■ Exercise instructions:
Gather each line in the entries that includes the string "columns".

■ Recorded data:
----------------------------------------

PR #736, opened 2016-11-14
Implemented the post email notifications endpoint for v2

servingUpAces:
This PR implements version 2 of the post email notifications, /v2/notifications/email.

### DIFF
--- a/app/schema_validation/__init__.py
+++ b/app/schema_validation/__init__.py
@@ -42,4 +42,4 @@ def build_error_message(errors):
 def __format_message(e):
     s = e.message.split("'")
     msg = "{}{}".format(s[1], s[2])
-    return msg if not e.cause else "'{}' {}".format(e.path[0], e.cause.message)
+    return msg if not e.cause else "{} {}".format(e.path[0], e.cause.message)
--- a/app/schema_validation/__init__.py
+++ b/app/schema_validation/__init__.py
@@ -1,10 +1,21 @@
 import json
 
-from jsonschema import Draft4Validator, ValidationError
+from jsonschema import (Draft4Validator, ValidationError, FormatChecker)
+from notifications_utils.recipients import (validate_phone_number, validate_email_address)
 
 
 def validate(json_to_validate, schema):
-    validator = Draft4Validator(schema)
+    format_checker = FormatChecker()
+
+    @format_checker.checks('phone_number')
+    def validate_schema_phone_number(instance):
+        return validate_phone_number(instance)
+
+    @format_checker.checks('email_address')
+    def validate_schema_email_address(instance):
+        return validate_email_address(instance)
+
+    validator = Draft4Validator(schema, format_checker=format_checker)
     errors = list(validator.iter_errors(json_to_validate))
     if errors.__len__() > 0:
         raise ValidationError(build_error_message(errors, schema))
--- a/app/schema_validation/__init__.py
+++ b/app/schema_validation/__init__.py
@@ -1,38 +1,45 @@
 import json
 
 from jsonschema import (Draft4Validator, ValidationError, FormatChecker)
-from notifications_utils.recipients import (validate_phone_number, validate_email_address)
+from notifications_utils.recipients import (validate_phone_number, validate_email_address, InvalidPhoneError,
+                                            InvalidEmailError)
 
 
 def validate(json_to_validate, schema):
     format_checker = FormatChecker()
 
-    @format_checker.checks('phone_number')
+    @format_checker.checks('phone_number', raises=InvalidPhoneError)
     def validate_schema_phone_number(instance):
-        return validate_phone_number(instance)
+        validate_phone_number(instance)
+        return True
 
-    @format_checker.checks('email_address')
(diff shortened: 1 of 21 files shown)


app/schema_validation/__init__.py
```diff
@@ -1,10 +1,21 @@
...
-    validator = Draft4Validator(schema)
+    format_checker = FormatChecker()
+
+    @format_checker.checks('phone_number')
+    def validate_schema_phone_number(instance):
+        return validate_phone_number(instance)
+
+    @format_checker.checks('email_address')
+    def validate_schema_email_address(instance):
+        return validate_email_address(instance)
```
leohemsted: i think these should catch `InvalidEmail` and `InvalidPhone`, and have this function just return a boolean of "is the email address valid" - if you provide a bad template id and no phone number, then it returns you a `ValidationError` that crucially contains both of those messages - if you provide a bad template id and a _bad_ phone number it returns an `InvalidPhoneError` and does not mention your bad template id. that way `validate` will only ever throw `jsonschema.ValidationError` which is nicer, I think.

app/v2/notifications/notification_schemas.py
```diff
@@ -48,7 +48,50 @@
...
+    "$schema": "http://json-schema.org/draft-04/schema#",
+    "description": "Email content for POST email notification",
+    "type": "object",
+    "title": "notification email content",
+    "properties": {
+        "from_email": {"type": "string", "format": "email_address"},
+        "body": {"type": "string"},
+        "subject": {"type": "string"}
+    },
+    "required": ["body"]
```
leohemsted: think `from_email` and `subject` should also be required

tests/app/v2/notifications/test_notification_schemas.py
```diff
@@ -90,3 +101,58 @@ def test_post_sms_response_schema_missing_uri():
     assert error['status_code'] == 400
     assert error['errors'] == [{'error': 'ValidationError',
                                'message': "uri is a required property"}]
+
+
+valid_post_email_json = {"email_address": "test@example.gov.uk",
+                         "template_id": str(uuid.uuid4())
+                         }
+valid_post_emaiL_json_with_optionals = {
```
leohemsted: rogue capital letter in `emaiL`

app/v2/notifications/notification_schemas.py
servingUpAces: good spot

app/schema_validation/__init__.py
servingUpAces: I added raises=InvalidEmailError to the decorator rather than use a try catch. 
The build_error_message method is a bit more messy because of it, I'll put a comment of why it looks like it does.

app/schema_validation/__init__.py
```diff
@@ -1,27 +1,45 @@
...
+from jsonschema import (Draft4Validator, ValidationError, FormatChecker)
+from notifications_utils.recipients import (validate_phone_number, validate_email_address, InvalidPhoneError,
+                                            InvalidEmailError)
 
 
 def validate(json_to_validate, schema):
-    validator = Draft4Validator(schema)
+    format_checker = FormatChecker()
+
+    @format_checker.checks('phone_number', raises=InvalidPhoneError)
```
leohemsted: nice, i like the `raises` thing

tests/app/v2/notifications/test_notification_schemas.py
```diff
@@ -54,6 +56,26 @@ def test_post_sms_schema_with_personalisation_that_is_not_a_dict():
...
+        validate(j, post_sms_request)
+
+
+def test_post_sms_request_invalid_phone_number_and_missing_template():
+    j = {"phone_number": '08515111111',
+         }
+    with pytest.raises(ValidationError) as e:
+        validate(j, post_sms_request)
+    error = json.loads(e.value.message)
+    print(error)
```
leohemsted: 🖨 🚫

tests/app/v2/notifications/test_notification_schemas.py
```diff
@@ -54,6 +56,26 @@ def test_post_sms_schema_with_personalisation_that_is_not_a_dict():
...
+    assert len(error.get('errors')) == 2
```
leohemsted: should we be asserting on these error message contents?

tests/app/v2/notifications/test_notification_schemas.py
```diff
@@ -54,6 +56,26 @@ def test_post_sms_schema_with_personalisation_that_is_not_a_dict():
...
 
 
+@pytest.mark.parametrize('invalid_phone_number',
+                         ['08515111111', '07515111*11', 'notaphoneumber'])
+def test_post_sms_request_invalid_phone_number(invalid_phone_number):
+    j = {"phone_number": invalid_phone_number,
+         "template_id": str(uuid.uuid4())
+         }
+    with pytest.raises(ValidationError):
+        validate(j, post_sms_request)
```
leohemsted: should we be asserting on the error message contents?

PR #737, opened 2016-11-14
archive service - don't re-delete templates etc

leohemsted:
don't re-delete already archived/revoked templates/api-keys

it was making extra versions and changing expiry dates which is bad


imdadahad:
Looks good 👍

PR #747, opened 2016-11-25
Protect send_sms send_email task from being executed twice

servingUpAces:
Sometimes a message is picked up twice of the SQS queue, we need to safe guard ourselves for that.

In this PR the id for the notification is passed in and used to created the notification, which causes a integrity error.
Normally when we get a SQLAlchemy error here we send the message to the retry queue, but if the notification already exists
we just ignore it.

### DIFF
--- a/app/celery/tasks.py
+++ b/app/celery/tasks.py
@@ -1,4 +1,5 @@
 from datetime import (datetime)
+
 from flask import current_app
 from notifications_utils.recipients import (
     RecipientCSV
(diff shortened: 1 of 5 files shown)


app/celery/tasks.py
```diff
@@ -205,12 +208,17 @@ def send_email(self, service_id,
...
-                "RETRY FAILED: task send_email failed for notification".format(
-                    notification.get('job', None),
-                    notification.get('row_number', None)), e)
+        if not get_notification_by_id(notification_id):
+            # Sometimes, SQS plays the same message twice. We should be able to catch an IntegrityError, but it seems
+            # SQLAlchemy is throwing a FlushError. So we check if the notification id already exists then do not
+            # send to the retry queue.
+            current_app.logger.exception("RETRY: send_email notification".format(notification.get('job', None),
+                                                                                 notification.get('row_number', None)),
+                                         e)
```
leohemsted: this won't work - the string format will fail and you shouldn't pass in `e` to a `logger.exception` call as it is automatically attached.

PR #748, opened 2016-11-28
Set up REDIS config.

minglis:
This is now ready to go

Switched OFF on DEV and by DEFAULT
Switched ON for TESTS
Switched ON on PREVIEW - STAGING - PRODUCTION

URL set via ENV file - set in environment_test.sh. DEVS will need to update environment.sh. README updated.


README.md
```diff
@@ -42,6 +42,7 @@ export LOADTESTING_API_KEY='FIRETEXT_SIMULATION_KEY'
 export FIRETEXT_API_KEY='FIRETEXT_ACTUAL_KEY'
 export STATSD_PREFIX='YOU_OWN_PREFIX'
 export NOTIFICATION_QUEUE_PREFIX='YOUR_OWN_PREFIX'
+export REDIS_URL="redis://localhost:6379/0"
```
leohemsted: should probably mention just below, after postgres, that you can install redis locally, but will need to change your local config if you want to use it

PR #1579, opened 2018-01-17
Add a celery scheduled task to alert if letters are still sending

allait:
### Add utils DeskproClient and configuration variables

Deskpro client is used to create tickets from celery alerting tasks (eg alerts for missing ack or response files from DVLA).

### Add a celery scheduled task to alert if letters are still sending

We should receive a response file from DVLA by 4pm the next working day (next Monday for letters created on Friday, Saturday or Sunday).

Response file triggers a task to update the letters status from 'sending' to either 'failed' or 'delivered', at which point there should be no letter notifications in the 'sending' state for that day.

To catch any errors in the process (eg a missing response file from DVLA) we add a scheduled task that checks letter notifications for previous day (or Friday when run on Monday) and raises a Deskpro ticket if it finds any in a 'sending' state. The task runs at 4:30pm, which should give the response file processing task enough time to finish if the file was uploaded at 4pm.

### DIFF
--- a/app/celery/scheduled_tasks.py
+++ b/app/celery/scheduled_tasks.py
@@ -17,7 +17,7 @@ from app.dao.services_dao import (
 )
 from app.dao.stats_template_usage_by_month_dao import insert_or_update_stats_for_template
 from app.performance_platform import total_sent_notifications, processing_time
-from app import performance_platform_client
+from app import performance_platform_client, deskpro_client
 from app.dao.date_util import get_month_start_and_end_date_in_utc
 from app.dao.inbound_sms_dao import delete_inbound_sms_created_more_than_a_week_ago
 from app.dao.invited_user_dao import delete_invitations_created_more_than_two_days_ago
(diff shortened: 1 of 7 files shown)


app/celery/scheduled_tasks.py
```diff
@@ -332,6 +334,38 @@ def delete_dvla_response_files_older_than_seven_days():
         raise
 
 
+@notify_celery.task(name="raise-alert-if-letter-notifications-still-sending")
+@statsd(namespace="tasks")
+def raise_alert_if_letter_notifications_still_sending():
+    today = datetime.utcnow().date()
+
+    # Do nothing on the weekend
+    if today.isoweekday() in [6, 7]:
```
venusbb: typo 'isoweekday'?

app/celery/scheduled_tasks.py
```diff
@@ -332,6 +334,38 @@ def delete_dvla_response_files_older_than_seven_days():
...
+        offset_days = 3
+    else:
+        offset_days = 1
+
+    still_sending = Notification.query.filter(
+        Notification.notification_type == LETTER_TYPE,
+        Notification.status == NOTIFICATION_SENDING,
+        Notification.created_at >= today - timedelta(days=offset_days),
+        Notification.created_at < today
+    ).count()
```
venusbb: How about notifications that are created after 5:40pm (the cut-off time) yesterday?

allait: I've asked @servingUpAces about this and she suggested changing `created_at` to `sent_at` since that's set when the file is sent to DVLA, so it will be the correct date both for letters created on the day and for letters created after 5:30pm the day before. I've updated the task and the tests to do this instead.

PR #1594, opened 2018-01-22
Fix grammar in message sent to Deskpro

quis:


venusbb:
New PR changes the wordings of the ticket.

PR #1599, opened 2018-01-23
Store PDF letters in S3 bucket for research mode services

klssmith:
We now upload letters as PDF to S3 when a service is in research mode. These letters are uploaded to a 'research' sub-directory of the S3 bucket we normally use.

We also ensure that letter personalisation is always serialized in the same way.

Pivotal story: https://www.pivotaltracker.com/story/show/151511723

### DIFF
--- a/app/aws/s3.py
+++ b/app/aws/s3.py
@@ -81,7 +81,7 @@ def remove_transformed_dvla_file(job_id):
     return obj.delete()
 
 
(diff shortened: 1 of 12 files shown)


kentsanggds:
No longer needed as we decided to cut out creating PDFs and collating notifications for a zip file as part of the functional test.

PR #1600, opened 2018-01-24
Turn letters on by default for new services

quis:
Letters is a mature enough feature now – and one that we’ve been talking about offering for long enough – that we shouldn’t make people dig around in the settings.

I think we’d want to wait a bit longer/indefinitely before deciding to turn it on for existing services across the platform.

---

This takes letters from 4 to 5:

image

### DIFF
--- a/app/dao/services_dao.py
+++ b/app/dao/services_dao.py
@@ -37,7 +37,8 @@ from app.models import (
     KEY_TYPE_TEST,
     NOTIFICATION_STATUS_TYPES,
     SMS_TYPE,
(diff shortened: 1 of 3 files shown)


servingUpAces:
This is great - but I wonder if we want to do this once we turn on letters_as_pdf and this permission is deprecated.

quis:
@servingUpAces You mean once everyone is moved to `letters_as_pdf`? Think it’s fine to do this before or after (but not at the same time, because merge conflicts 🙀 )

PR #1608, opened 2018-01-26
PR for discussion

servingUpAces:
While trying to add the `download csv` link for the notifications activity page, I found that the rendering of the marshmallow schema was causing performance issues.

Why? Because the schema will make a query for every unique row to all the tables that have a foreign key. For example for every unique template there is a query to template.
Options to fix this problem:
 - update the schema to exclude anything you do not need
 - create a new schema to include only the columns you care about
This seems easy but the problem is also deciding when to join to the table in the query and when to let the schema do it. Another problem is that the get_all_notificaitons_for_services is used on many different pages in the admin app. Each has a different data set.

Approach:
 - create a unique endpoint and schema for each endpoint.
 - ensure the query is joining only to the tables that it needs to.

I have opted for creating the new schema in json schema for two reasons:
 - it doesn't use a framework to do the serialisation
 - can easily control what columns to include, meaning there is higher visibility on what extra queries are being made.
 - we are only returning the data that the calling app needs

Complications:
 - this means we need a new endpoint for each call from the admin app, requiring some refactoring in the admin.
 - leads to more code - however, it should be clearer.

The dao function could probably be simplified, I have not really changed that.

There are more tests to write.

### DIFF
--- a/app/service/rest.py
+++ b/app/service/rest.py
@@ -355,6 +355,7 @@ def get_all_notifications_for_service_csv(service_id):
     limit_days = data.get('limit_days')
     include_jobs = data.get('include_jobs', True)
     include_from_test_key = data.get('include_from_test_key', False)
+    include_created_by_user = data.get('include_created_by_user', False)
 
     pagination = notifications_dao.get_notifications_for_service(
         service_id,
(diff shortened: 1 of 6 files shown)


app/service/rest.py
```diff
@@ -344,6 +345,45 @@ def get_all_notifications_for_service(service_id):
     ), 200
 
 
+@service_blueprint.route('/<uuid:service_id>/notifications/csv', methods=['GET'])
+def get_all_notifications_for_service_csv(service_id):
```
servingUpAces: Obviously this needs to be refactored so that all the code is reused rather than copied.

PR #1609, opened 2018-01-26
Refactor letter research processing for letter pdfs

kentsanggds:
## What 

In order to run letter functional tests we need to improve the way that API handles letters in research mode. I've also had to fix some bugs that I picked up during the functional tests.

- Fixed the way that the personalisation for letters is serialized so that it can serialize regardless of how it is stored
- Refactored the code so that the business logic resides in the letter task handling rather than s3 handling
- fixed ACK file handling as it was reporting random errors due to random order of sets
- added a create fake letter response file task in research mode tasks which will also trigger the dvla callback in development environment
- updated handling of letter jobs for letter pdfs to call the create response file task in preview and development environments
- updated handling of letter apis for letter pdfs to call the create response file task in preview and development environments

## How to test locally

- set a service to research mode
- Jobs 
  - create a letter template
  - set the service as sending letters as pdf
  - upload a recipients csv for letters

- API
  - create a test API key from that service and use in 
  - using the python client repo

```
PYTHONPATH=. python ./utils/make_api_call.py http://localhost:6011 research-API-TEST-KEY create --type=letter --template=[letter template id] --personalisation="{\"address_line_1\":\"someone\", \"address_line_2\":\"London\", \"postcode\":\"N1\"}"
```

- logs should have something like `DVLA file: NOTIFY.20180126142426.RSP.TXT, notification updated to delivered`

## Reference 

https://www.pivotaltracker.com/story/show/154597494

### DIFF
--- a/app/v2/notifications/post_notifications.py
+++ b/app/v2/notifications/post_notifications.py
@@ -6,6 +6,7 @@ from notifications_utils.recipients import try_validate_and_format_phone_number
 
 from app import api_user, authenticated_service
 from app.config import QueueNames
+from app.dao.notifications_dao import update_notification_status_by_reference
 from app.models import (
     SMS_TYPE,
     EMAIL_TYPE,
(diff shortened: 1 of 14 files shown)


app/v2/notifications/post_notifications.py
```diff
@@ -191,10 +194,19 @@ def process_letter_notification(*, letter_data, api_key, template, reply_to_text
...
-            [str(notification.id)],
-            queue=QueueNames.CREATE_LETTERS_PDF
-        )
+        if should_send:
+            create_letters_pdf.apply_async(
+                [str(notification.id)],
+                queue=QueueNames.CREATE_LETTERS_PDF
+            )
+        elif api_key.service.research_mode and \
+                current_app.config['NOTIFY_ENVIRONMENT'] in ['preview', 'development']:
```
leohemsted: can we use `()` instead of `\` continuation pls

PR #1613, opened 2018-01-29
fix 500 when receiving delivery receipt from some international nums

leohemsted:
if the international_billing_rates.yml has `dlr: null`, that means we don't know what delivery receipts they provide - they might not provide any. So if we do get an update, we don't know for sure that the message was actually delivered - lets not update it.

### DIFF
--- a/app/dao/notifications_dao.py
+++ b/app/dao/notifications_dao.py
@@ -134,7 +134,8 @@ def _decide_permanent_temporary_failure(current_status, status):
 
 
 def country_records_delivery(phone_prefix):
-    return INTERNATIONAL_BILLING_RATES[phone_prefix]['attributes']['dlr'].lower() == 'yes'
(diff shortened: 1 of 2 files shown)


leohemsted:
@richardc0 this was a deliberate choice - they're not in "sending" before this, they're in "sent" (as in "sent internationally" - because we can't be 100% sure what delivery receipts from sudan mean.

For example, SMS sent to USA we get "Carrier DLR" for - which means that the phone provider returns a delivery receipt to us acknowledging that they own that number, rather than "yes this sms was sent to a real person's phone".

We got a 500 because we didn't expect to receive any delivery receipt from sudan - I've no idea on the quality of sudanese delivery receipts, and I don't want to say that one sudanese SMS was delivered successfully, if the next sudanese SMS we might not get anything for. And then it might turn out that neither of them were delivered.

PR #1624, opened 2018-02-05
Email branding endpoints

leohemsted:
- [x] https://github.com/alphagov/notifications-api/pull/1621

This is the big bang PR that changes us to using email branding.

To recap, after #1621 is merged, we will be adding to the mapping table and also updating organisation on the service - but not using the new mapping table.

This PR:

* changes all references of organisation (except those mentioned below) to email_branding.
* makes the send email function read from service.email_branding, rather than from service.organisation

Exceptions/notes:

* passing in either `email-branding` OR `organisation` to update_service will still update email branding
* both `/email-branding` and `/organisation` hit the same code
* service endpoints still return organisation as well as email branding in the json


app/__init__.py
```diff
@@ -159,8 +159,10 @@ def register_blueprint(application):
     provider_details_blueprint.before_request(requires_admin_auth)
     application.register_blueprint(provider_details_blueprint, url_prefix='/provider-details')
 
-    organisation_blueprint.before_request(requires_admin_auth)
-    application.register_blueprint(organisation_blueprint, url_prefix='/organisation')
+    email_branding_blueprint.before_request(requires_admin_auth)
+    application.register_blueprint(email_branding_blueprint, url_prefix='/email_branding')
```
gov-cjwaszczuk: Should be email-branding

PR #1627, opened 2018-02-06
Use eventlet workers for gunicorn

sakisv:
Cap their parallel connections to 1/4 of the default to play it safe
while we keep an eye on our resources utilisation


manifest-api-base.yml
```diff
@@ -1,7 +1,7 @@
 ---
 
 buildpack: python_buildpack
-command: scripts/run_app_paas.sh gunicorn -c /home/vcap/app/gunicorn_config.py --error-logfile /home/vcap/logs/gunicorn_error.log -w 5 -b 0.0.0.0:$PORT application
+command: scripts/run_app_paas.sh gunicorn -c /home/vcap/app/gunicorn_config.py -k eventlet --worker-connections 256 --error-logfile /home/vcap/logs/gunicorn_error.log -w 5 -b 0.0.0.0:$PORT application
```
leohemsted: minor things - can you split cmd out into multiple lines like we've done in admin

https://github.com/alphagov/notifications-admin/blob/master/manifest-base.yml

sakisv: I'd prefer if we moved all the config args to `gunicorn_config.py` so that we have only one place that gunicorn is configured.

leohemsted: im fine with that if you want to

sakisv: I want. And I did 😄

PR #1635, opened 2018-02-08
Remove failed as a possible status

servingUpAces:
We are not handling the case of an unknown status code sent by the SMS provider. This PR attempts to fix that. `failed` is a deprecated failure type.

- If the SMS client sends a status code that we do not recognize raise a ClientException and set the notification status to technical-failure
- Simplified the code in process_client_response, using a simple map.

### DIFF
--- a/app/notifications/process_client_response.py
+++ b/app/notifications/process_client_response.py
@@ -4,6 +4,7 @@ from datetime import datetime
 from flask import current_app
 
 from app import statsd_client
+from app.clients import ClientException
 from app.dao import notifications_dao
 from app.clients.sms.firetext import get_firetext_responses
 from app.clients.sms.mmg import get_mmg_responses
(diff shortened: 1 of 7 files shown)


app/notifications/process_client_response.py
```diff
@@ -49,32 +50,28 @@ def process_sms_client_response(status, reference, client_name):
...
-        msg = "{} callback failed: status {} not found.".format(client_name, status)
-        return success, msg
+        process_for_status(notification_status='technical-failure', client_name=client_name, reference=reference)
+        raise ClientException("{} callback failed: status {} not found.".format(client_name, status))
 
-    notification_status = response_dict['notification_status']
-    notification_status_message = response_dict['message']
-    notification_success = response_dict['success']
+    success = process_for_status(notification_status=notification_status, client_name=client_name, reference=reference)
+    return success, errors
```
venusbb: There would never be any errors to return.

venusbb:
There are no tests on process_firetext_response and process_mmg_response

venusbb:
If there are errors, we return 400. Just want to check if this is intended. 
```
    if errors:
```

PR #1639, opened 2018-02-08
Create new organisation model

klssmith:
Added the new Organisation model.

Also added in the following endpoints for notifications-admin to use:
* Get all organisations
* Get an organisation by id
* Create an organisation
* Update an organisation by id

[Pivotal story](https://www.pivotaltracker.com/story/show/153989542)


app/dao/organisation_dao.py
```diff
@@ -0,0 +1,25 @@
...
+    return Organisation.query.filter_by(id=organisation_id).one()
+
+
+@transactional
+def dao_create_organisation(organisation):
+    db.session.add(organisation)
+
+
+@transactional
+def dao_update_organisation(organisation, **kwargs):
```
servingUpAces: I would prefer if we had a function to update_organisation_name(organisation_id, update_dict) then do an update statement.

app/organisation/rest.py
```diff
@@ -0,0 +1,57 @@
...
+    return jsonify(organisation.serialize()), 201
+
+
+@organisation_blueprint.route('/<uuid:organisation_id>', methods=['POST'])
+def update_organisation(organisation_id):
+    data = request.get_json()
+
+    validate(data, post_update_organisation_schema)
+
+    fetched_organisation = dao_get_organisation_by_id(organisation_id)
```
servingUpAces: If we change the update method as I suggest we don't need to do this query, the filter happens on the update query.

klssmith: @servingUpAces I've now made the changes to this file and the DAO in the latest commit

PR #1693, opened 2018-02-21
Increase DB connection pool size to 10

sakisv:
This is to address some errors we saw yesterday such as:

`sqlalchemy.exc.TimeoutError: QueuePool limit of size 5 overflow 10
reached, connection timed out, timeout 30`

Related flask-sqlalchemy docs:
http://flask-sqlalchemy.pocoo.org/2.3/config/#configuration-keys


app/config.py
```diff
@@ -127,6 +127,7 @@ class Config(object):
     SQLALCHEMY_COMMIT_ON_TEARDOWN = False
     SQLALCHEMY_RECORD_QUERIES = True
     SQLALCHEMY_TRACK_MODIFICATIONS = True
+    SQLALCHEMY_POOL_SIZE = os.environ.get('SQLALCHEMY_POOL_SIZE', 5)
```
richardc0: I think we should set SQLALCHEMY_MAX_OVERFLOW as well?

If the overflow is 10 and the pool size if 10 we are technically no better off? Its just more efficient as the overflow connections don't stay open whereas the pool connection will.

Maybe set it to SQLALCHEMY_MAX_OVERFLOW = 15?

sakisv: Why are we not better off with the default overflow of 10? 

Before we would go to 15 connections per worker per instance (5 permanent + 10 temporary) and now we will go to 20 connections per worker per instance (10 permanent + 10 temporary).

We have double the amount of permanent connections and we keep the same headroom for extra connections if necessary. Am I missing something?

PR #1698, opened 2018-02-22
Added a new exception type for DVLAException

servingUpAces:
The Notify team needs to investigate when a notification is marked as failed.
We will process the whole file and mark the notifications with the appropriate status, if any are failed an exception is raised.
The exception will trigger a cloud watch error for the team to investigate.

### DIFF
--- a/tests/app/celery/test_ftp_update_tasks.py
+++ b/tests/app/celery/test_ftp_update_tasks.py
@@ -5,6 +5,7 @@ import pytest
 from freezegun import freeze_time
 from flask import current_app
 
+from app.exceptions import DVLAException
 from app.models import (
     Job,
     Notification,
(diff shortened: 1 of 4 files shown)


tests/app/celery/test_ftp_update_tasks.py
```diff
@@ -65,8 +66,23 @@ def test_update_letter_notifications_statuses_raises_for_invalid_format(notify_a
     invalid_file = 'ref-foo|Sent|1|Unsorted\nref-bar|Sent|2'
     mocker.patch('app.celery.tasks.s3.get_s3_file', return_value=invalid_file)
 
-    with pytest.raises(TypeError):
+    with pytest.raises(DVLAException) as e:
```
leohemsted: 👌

----------------------------------------

■ Exercise answer:
 - create a new schema to include only the columns you care about
 - can easily control what columns to include, meaning there is higher visibility on what extra queries are being made.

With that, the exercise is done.